This weeks Local Hero is Anjali Watson from the Wilderness and Wildlife Conservation Trust (WWCT), Sri Lanka. The Lanka Environment Fund (LEF) has supported WWCT’s ‘Identification and Establishment of Forest Corridors/Conservation Zones in Sri Lanka’s Central Highlands’ project.
Please tell us about your project.
Previous research conducted by WWCT shows that leopard -Sri Lanka’s apex predator- habitat suitability is improved by increasing the level of protection of the landscape and ensuring sizeable tracts of forest with a dense network of connected patches to buffer core habitat. Sri Lanka’s current protected area network is unbalanced, with the majority found in the lowland dry zone and very little in either the lowland wet-zone or Central Highlands, where biodiversity and endemism is high and where ecosystem resources are heavily focused. Furthermore, this network is lacking in adequate connections with areas of unprotected mixed wilderness and plantation lands often falling between protected areas. This project seeks to add much needed conservation zones / forest corridors to this landscape. By building on our previous leopard research we intend to identify key wildlife, especially leopard use areas in the southern Highlands that could function as vital corridors and additional refuges between the few protected areas that exist here.
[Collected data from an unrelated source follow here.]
PR #239, opened 2019-02-23
Reduce send/recv starvation when CPU bound

Ralith:
When the CPU is much slower than the link (for example, due to Quinn being built in debug mode and running on an Atom), large requests could cause the `Driver` future to do nothing but send packets until the (peer-controlled, often large) flow control window is filled. Note that the congestion control window will tend to grow without bound in this case, because outgoing packet loss is unlikely. In testing, this lead to `recv` not being called for several seconds at a time, resulting in incoming packet loss.

### DIFF
--- a/quinn/src/lib.rs
+++ b/quinn/src/lib.rs
@@ -253,6 +253,12 @@ impl Endpoint {
 /// A future that drives IO on an endpoint.
 pub struct Driver(Rc<RefCell<EndpointInner>>);
 
+/// Maximum number of send/recv calls to make before moving on to other processing
+///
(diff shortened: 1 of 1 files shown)


djc:
The concept looks right, but my intuition is that the constant should be substantially lower (like 10-20?). If the CPU is a limiting factor, it feels like prioritizing latency a bit more over throughput (and maybe thus prevent more retransmit) seems like the right thing to do. How did you arrive at 100?

Ralith:
Completely arbitrary. Switched to 10, nightly benchmark shows no difference either way.

PR #241, opened 2019-02-27
Refactor reads

djc:


quinn-proto/src/stream.rs
```diff
@@ -276,6 +276,9 @@ pub enum ReadError {
     /// The data on this stream has been fully delivered and no more will be transmitted.
     #[error(display = "finished")]
     Finished,
+    /// Invalid stream: stream doesn't exist (right now)
+    #[error(display = "invalid")]
+    InvalidStream,
```
Ralith: Would `Unknown` be a little clearer?

quinn-proto/src/stream.rs
```diff
@@ -2,8 +2,81 @@ use std::collections::VecDeque;
 
 use bytes::Bytes;
 use err_derive::Error;
+use fnv::FnvHashMap;
 
 use crate::range_set::RangeSet;
+use crate::{Directionality, Side, StreamId, TransportError};
+
+pub(crate) struct Streams {
```
Ralith: We don't reexport this module, so `(crate)` isn't strictly necessary here and below, though I have no objection if you'd prefer to keep it for documentation reasons.

Ralith:
I guess travis is unhappy due to a change in rustfmt? That's a pain...

PR #249, opened 2019-03-19
API for obtaining our local endpoint

ustulation:
This is especially useful if we were binding to port 0 intending the OS to allocate us a random port. Then we would like to know what port was actually allocated. Besides it's a useful API anyway as it's natural to want to know this detail from a bound socket for completeness.

### DIFF
--- a/quinn/src/lib.rs
+++ b/quinn/src/lib.rs
@@ -171,6 +171,11 @@ impl Endpoint {
         Ok(())
     }
 
+    /// Get the local endpoint the underlying socket is bound to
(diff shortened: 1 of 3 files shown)


quinn/src/lib.rs
```diff
@@ -171,6 +171,11 @@ impl Endpoint {
         Ok(())
     }
 
+    /// Get the local endpoint the underlying socket is bound to
```
Ralith:
```suggestion
    /// Get the local `SocketAddr` the underlying socket is bound to
```

Issue #252, opened 2019-03-20
Relation between Connection and NewStream/RecvStream/WriteStream


ustulation:
Further to the [bug report here](https://github.com/djc/quinn/issues/250), I can also see that children streams spawned via `IncomingStreams` stream are left untouched by `Connection::close()`. What this means is that for e.g., a `read_to_end` on a `RecvStream` will remain potentially unresolved once the peer has managed to successfully open it and send some stuff on it and then we decide to close the connection to it. Even if we fixed the linked bug and resolve the `IncomingStreams` to completeness, all the children streams continue to exist unresolved until the peer takes some action on them. They can continue to successfully do `write_all` on them on only once they call `shutdown` etc. will they make us resolve `our read_to_end`.

To manually patch this I'm currently keeping extra state such as a `tokio::sync::watch::Sender` which broadcasts to all the children streams to resolve them via stream/future selector (`select/select2`).

 This should also be fixed in quinn ?

Ralith:
This should be handled by `Pending::fail`, but we may have a bug where don't call that for locally-closed connections.

ustulation:
I'm happy to close this now as i can see all stuff regarding and spawning from this are resolved (at-least in my tests), or the admins can close it later if they think they need to work on this more somewhere.

Issue #251, opened 2019-03-20
Dropping the connection does not close it


ustulation:
I can't seem to find a `Drop` impl for [EndpointInner](https://github.com/djc/quinn/blob/0a967f66e2a603a6a7849358fa5aeae18ada9bad/quinn/src/lib.rs#L528) so the dropping the [Connection](https://github.com/djc/quinn/blob/0a967f66e2a603a6a7849358fa5aeae18ada9bad/quinn/src/lib.rs#L659) does not actually do anything like [the doc](https://docs.rs/quinn/0.2.0/quinn/struct.Connection.html) says ([in code](https://github.com/djc/quinn/blob/0a967f66e2a603a6a7849358fa5aeae18ada9bad/quinn/src/lib.rs#L654).

I don't know if that's ^^^ where the `Drop` trait should be as I haven't gone deep into the source code but the end result is:

So what happens is even after I have dropped the `Connection` obtained via listening for connections, the remote can still successfully open a stream (tested with uni-directional stream) to us and continue sending stuff which we actually get a trigger for. This is a deviation from the behaviour which I see if I call close() expliclitly in which case the remote peer gets `ConnectionAborted` error and rightly so, when it tries to open a stream for writing something to us after we have closed the connection.

djc:
There does seem to be a `Drop` impl for `ConnectionInner`?

https://github.com/djc/quinn/blob/0a967f66e2a603a6a7849358fa5aeae18ada9bad/quinn/src/lib.rs#L799

ustulation:
Yes that true. Then is it [this bit here](https://github.com/djc/quinn/blob/0a967f66e2a603a6a7849358fa5aeae18ada9bad/quinn/src/lib.rs#L805) that's causing the problem by not actually calling the [actual close](https://github.com/djc/quinn/blob/0a967f66e2a603a6a7849358fa5aeae18ada9bad/quinn/src/lib.rs#L809) ? I'm just hazarding a guess as I've not looked much into quinn src code and there's difference in behaviour between a drop and an explicit close() so there's something somewhere not quite right.
The other reason could be that I have clones in my code preventing the dtor to be run :P - though i don't think so but ofc always a possibility.

Ralith:
Thanks for investigating! That particular line is probably not the issue, as the "drained" state is only entered after the connection has already been fully closed; sending another close frame wouldn't accomplish anything.

ustulation:
[...]

Issue #250, opened 2019-03-20
Relation between Connection and IncomingStreams


ustulation:
On a successful connection in either direction (i.e., either actively via connect or passively via listen) I get two things eventually - one `Connection` and one `IncomingStreams`. As a user i expect these to be related at some level since they denote _a_ connection to the peer. However it seems that closing the connection does nothing for the `IncomingStreams`.

Details:

0. I get a `Connection` and `IncomingStreams` from a peer while I'm listening
1. Something happens and I decide I don't want this peer any more
2. I get the `Connection` object and do `Connection::close(...)`.
3. Nothing happens to the `IncomingStreams` - it continue to stay indefinitely with tokio event loop - I would have expected it to resolve to completion/failure at this point and destroy itself.
4. Remote peer still tries to send something to us on their connection to us (Which is still alive for them) by trying to open a new stream to us. The peer keeps getting "ConnectionAborted - closed by remote peer" error which is fine and expected.

So the `IncomingStreams` stream (and possibly any other stream obtained from it which the remote hasn't shutdown/closed/destroyed yet - though I haven't checked this part) uselessly remains unresolved with tokio. I have to now keep extra knowledge about closing these streams when I close the `Connection` to the peer.

Wouldn't the better/expected design be that when I close `Connection` (or drop/destroy it) all the related stuff resolve into an error (or anything, but resolve) to gracefully collect all resources ?

djc:
Yup, that seems like an oversight we should fix. Do you want to try a PR? We probably want a `dropped` flag in `ConnectionInner` similar to the one in `EndpointInner`; if `IncomingStreams` is polled and `dropped` is true, it should probably return `Ready(None)`.

ustulation:
Is the `IncomingStreams` definitely notified when the drop flag is set ? Otherwise could be quite a while between the drop flag being set and when the stream is polled (which will probably be when the remote tries opening one to us making us be at the mercy of the remote peer). If that's true, maybe have IncomingStreams pass through a `select` (some stream or future selector) first which selects  `IncomingStreams` or `Blah` (whatever we name it) with `Blah` being a type that gets notified when something fires on drop and then resolves to `Ready(None)` or `Err` or whatever. E.g, `Blah` could be a oneshot or mpsc rx or something custom atop it or whatever makes sense

djc:
When the `dropped` flag is set, we should likely also notify the `pending.incoming_streams_reader`.

[...]

PR #253, opened 2019-03-21
[WIP] Represent connection closing as instant to the application layer

Ralith:
Possible fix for #250, #251, #252. Theoretically complete, but I need to go over this again when I'm more rested to make sure I haven't broken any of the tokio layer's state sync.

### DIFF
--- a/quinn/src/lib.rs
+++ b/quinn/src/lib.rs
@@ -713,7 +713,10 @@ impl Connection {
         let endpoint = &mut *self.0.endpoint.borrow_mut();
 
         let pending = endpoint.pending.get_mut(&self.0.handle).unwrap();
-        assert!(!pending.closing, "a connection can only be closed once");
+        if pending.closing {
+            debug!(endpoint.log, "connection closed redundantly");
+            return;
+        }
         pending.closing = true;
         pending.fail(ConnectionError::ApplicationClosed {
             reason: quinn::ApplicationClose {
--- a/quinn/src/lib.rs
+++ b/quinn/src/lib.rs
@@ -438,9 +438,6 @@ impl Future for Driver {
                         if timer == quinn::Timer::Close {
                             // Connection drained
                             if let hash_map::Entry::Occupied(mut p) = endpoint.pending.entry(ch) {
-                                if let Some(x) = p.get_mut().closing.take() {
-                                    let _ = x.send(());
-                                }
                                 if p.get().dropped {
                                     p.remove();
                                 } else {
@@ -558,7 +555,7 @@ struct Pending {
     incoming_streams_reader: Option<Task>,
     finishing: FnvHashMap<StreamId, oneshot::Sender<Option<ConnectionError>>>,
     error: Option<ConnectionError>,
-    closing: Option<oneshot::Sender<()>>,
+    closing: bool,
     dropped: bool,
     drained: bool,
 }
@@ -575,7 +572,7 @@ impl Pending {
             incoming_streams_reader: None,
             finishing: FnvHashMap::default(),
             error: None,
-            closing: None,
+            closing: false,
             dropped: false,
             drained: false,
         }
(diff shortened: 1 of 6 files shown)


quinn/src/lib.rs
```diff
@@ -712,28 +709,22 @@ impl Connection {
     /// # Panics
     /// - If called more than once on handles to the same connection
     // FIXME: Infallible
-    pub fn close(&self, error_code: u16, reason: &[u8]) -> impl Future<Item = (), Error = ()> {
-        let (send, recv) = oneshot::channel();
-        {
-            let endpoint = &mut *self.0.endpoint.borrow_mut();
+    pub fn close(&self, error_code: u16, reason: &[u8]) {
```
djc: Should this consume `self`?

quinn/src/lib.rs
```diff
@@ -712,28 +709,22 @@ impl Connection {
...
+        let endpoint = &mut *self.0.endpoint.borrow_mut();
 
-            let pending = endpoint.pending.get_mut(&self.0.handle).unwrap();
-            assert!(
-                pending.closing.is_none(),
-                "a connection can only be closed once"
-            );
-            pending.closing = Some(send);
+        let pending = endpoint.pending.get_mut(&self.0.handle).unwrap();
+        assert!(!pending.closing, "a connection can only be closed once");
```
djc: Why is this assert necessary? Can't we just early return out if `closing` is `true` already? Might make for a friendlier API.

quinn/src/lib.rs
```diff
@@ -805,13 +796,20 @@ impl Drop for ConnectionInner {
...
                     .close(Instant::now(), self.handle, 0, (&[][..]).into());
                 if let Some(x) = endpoint.driver.as_ref() {
                     x.notify();
                 }
+                pending
+                    .get_mut()
+                    .fail(ConnectionError::TransportError(quinn::TransportError {
+                        code: quinn::TransportErrorCode::INTERNAL_ERROR,
+                        frame: None,
+                        reason: "driver future was dropped".to_string(),
```
djc: I find this error a bit confusing. In my mind the `driver` concept is associated with a particular thing (in our case only the `Driver`), where in this case all references to the `ConnectionInner` have been dropped. I think these are held by `Connection` (which I wouldn't really count as a driver) and `IncomingStreams` (same).

Maybe something like `all references to the connection were dropped`?

Also, what's our take on a `Connection` being alive without `IncomingStreams` (should be okay I think) or an `IncomingStreams` being alive without the `Connection` (maybe more iffy?)?

quinn/src/lib.rs
Ralith: It actually did in the past. Because stable futures make it so difficult to get anything done without taking ownership, `Connection` became `Clone`, with the consequence that consuming `self` doesn't accomplish much. We could get rid of that impl and encourage people to use `Rc` manually, but then closing a connection will require `Rc::try_unwrap`, which makes me worry about ergonomics.

quinn/src/lib.rs
Ralith: > I find this error a bit confusing.

Whoops, certainly did not intend to copy that error message verbatim. Good catch!

> Also, what's our take on a Connection being alive without IncomingStreams (should be okay I think) or an IncomingStreams being alive without the Connection (maybe more iffy?)?

I think these are both reasonable cases. For the `Connection`-only case, not all application protocols will involve streams in both directions being continually opened, and for `IncomingStreams`-only, an application layer might not have any use for the various accessors once the connection gets going in earnest, so forcing them to keep the `Connection` around would be unnatural.

quinn/src/lib.rs
Ralith: I tend waffle about friendliness vs. making unintended behavior obvious to its author, but I think you've sold me okay on "transport protocol impls shouldn't take out your process."

djc: I do also want to make unintended behavior obvious to the author (we could return a `Result` here), but if there is actually no ill effect then it we may not have to signal it.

Why do you do what you do?
Focusing our work on the leopard, which is this islands only wide ranging large carnivore/big cat, terrestrial apex predator and ideal umbrella species for conservation, will we hope enable a quicker more coherent plan for conservation. We do not have the land area nor the luxury of time to pick and choose how we conserve our vital biodiversity and remaining wilderness, and so we must select a path that best allows for overarching conservation. The leopard I believe is an answer to this. Needless to say its sheer magnificence and the vital role it has on this island, keeps me doing what I do!
How has LEF helped you?
LEF has helped us to quickly attempt to replicate a successful previous project that identified a key connecting ridge area for wildlife and which proved to also hold a resident leopard population. We have identified two other similar ridgelines in the vicinity of the previous ridge in the southern Central Highlands and the LEF grant is enabling us to investigate if these two ridges also act as key connectors and refuges for leopard and other wildlife. The LEF funds allowed us to stay on and continue our work in this tea plantation and mixed forest landscape and move quickly to focusing on these other ridges, thereby increasing, we hope, the impact of our earlier work.
What is the biggest challenge you face?
Continuation of funding is the need of the hour as due to the Covid-19 pandemic our field work was greatly impacted and we have not been able to get through our planned course of action. This means that the project timeline and outcomes will need to be extended and to sustain the work of our team we will need to have continued support. With the tea industry in Sri Lank in dire straits it is now not as easy to get the parent companies to agree to the partnerships we envisaged as they face multiple labour and capital funding issues themselves and priorities have shifted. We need to ensure that we keep at it…
Anything to add?
One simply needs to spend time in the wilderness to understand how deeply it impacts us and how essential it is to our being. If these spaces and magnificent species like the leopard are to continue to persist and if we are to give our children and their children a world like I have been lucky enough to experience, then we must act now – we must be the solution.